Dismissing Chapter 7 Bankruptcy Cases
Sometimes things don’t work out as planned. As in life, so goes bankruptcy. You don’t always get a “do-over” in bankruptcy.
A Typical Bankruptcy Pattern
You filed your Chapter 7 bankruptcy case, probably without an attorney because you thought you couldn’t afford an attorney and, perhaps, didn’t think you needed one.
Then things went wrong and now you want to back out of your case.
One of the most important factors to consider before filing a bankruptcy case is whether any assets (property) will be at risk when you file.
Most people who can qualify prefer to file Chapter 7 because it does not require any repayment plan, so it is quicker and less expensive than other Chapters.
In a Chapter 7 case, assets are only protected up to the amount of exemptions provided for under the state or federal law applicable in your case.
In Chapter 13 and Chapter 11 cases, you get to keep all your assets but must pay out the non-exempt value to your creditors over time.
One thing any good bankruptcy attorney does is prepare for different problems that may arise in any case.
Surprise: The Bankruptcy Trustee is Trying To Sell My Home and Other Assets!
Let’s say you own a house that you believe is worth $250,000 and there is $175,000 owed against it.
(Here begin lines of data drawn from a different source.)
PR #271, opened 2021-05-11
Issue certs with unique ids

### LINKED ISSUE #268: Issue certs with unique id numbers
These should be within the 100000-Inf range and preferrably persisted in the database. 

` cert_number = str(random.randint(100000, Inf))`

DoD: Whenever a new digital certificate is issued, the individual will be assigned an immutable and unique certificate number.

jonandernovella:
- Used a SQL sequence for auto generation of unique ids within a series.
- Official certificate numbers become the digital id when issuing a digital certificate.

Closes #268

### DIFF
--- a/app/herdbook.py
+++ b/app/herdbook.py
@@ -532,7 +532,10 @@ def issue_certificate(i_number):
     if certificate_exists:
         return jsonify({"response": "Certificate already exists"}), 400
 
-    ind.update(**request.json, certificate=cert_number)
+    form = request.json
+    cert_number = ind["digital_certificate"]
+
+    ind.update(**form, certificate=cert_number)
     da.update_individual(ind, session.get("user_id", None))
 
     data = get_certificate_data(ind, user_id)
@@ -569,7 +572,7 @@ def preview_certificate(i_number):
     form = request.json
 
     data = get_certificate_data(ind, user_id)
-    data.update(**form)
+    data.update(**form, certificate=ind["digital_certificate"])
     pdf_bytes = get_certificate(data)
     return create_pdf_response(pdf_bytes=pdf_bytes, obj_name="preview.pdf")
 
--- a/app/herdbook.py
+++ b/app/herdbook.py
@@ -569,13 +569,13 @@ def preview_certificate(i_number):
     if ind is None:
         return jsonify({"response": "Individual not found"}), 404
 
+    data = get_certificate_data(ind, user_id)
+
     if request.method == "POST":
         form = request.json
-        data = get_certificate_data(ind, user_id)
         data.update(**form, certificate=ind["digital_certificate"])
         pdf_bytes = get_certificate(data)
     elif request.method == "GET":
-        data = get_certificate_data(ind, user_id)
         pdf_bytes = get_certificate(data)
 
     return create_pdf_response(pdf_bytes=pdf_bytes, obj_name="preview.pdf")
--- a/app/herdbook.py
+++ b/app/herdbook.py
@@ -558,7 +558,7 @@ def issue_certificate(i_number):
     return jsonify({"response": "Certificate could not be uploaded"}), 400
 
 
-@APP.route("/api/certificates/preview/<i_number>", methods=["POST"])
+@APP.route("/api/certificates/preview/<i_number>", methods=["POST", "GET"])
 @login_required
 def preview_certificate(i_number):
     """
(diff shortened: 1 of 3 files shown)


app/utils/database.py
```diff
@@ -398,6 +398,8 @@ class Meta:  # pylint: disable=too-few-public-methods
 
         indexes = ((("mother", "father", "birth_date"), True),)
 
+## Create sequence to allow unique ids for digital certificates
+DATABASE.execute_sql('''CREATE SEQUENCE IF NOT EXISTS certificates_seq START WITH 100000 INCREMENT BY 1 MAXVALUE 199999 NO CYCLE''')
```
pontus: Move this to `init`?

I think sqlite doesn't support `CREATE SEQUENCE`, so only run if using postgres. 

(How does this match with tests?)

app/utils/database.py
```diff
@@ -410,6 +412,7 @@ class Individual(BaseModel):
     origin_herd = ForeignKeyField(Herd)
     name = CharField(50, null=True)
     certificate = CharField(20, null=True)
+    digital_certificate = IntegerField(sequence="certificates_seq", unique=True)
```
pontus: Allow `null` (e.g. with `null=True`)?

pontus:
Migration?

pontus:
Maybe I'm not following along as I need to - does "Official certificate numbers become the digital id when issuing a digital certificate." mean that we copy the value into `certificate`?

If not - can we not separate individuals without certificate from those who have one from the database only?

app/utils/database.py
jonandernovella: done

jonandernovella:
> Maybe I'm not following along as I need to - does "Official certificate numbers become the digital id when issuing a digital certificate." mean that we copy the value into `certificate`?
> 
> If not - can we not separate individuals without certificate from those who have one from the database only?

Yes, we do copy the value into certificate.

app/utils/database.py
jonandernovella: It should be now in init(). I am not sure what to do about sqlite.

pontus:
> > Maybe I'm not following along as I need to - does "Official certificate numbers become the digital id when issuing a digital certificate." mean that we copy the value into `certificate`?
> > If not - can we not separate individuals without certificate from those who have one from the database only?
> 
> Yes, we do copy the value into certificate.

Ok, good, do you recall where this happens (I don't see it quickly)?

app/herdbook.py
```diff
@@ -531,9 +532,10 @@ def issue_certificate(i_number):
...
         return jsonify({"response": "Certificate already exists"}), 400
 
-    ##cert_number = str(random.randint(50001, 99999))
-    cert_number = "99999"
-    ind.update(**request.json, certificate=cert_number)
+    form = request.json
+    cert_number = ind["digital_certificate"]
+
+    ind.update(**form, certificate=cert_number)
     da.update_individual(ind, session.get("user_id", None))
```
pontus: Same as https://github.com/NBISweden/theherdbook/pull/251/files#r635138222

app/utils/database.py
```diff
@@ -410,6 +409,7 @@ class Individual(BaseModel):
     origin_herd = ForeignKeyField(Herd)
     name = CharField(50, null=True)
     certificate = CharField(20, null=True)
+    digital_certificate = IntegerField(sequence="certificates_seq", unique=True, null=True)
```
pontus, line 412: I think this needs to be fixed to work with test as well, either by moving test to postgres or supporting sqlite, but I don't know exactly how yet.

I don't see that it needs to delay this specific PR, though (but should be fixed before merge to develop).

app/utils/database.py
```diff
@@ -1091,6 +1091,9 @@ def init():
     with DATABASE.atomic():
         sh_bootstrap.save()
 
+    ## Create sequence to allow unique ids for digital certificates
+    DATABASE.execute_sql('''CREATE SEQUENCE IF NOT EXISTS certificates_seq START WITH 100000 INCREMENT BY 1 MAXVALUE 199999 NO CYCLE''')
```
pontus:
```suggestion
    if type(DATABASE) == PostgresqlDatabase:
        DATABASE.execute_sql('''CREATE SEQUENCE IF NOT EXISTS certificates_seq START WITH 100000 INCREMENT BY 1 MAXVALUE 199999 NO CYCLE''')
```

pontus (approved):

You took your $75,000 homestead exemption allowed under California law to protect the equity and assumed everything was fine when you filed your Chapter 7 bankruptcy case.
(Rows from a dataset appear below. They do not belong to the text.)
PR #6552, opened 2015-11-15
[AArch64] Fixes compilation issues.

dave-estes:
Adds missing translator helper placeholder labels for AArch64. Updates
some inline assembly for AArch64 which is missing the pause mnemonic.
Enables compact tagged pointers for AArch64. Enables FASTCGI.

Does not fix any correctness issues. They will be addressed in
subsequent commits.


JoelMarcey:

Thanks.

PR #6559, opened 2015-11-17
Eliminate php_compat.h in ext_gd

Orvid:
This was needlessly duplicating functionality present in ext_zend_compat, so change the places that use it to use the HHVM equivalent instead.

Using the HHVM equivalents is both cleaner and shorter.


Orvid:
Replaced internally with D2871289.

PR #6564, opened 2015-11-17
[AArch64] General correctness fixes

dave-estes:
These commits address general correctness issues for AArch64. Most notably, the native func caller interface has been adapted to explicitly pass a return parameter for return-by-reference calls. This affects x86_64 for when the return value is a non-POD, but code generated should be identical.


JoelMarcey:
@dave-estes Hi Dave. It says you haven't signed the CLA. If that's the case, can you sign it before we pull this in?

dave-estes:
Sure thing, @JoelMarcey. We should have a corporate CLA on file already. I've got an email in to cla@fb.com about it, but I haven't heard back yet.

JoelMarcey:

Thanks.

Then the Chapter 7 trustee tells you he’s going to seek to sell your home because he believes he can get more than $300,000 for it.
You start to panic and realize you don’t want to be in bankruptcy anymore. You want your case dismissed so the Trustee won’t sell your home.
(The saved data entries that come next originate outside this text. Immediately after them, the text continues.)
PR #6572, opened 2015-11-19
Remove duplicate defines of HAVE_LIBJPEG and HAVE_LIBPNG.

wjywbs:
They are already defined in HHVMExtensionConfig.cmake.
https://github.com/facebook/hhvm/blob/bbf1a3f443b385af20764cbbd9390605fb9de079/CMake/HHVMExtensionConfig.cmake#L811

### DIFF
--- a/hphp/runtime/ext/gd/libgd/php_compat.h
+++ b/hphp/runtime/ext/gd/libgd/php_compat.h
@@ -34,8 +34,6 @@
 // And start the blasted C stuff again
 extern "C" {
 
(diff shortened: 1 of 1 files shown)


Orvid:
Incidentally, these were probably why the libJpeg and libPng dependencies were originally marked as required, because they were being forced through this. (Also, this is adjusting `HAVE_LIBJPEG` and `HAVE_LIBPNG`, not `HAVE_GD_JPG`.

Can you just dismiss your bankruptcy case and walk away undamaged?
Dismissal is Not Automatic in Chapter 7
It would be nice if you could just click the heels of your ruby slippers a few times and get out of problems in a Chapter 7 case, but it’s not that easy.
You can file a Motion to Dismiss your case, but the criteria the judge will use in deciding whether to let you out of the Chapter 7 is whatever is in the best interests of your creditors.
Thus, as you can imagine, if the Trustee can sell your house to get money to pay your creditors, your creditors are going to be better off than by allowing you to dismiss your bankruptcy case in the hopes that you will pay them something in the future.
I have successfully gotten judges to dismiss Chapter 7 cases, but it is not that common and really depends on the facts.
Most often in this scenario, the judge will not allow you to dismiss your Chapter 7 case. If you stay in Chapter 7, you will lose the non-exempt assets. You can, however, assuming you are eligible, convert your case to Chapter 13 or Chapter 11 and prevent the loss of any assets.
Other Reasons to Dismiss a Chapter 7
Losing assets is not the only thing that can lead one to want their Chapter 7 case dismissed. There can also be issues with the Trustee suing recipients of money you’ve either repaid or given away in the past few years (this can, and often does, include relatives).
Be Ready To Switch to Chapter 13 or Chapter 11
This article is not at all intended to discourage people from filing Chapter 7 bankruptcy. As I have written about before, in the vast majority of Chapter 7 cases, you get to keep all your assets and there is no problem or issues with transfers. This results from proper planning and analysis by an experienced bankruptcy attorney. But as there are always variables beyond control, you always need to be prepared for alternatives.
This is another reason why it is important to have an experienced bankruptcy attorney and why it is important to follow their guidance and be forthright in disclosing information to them, so they can properly assess the risks and position you to be able to convert your case to a different Chapter if things don’t work out.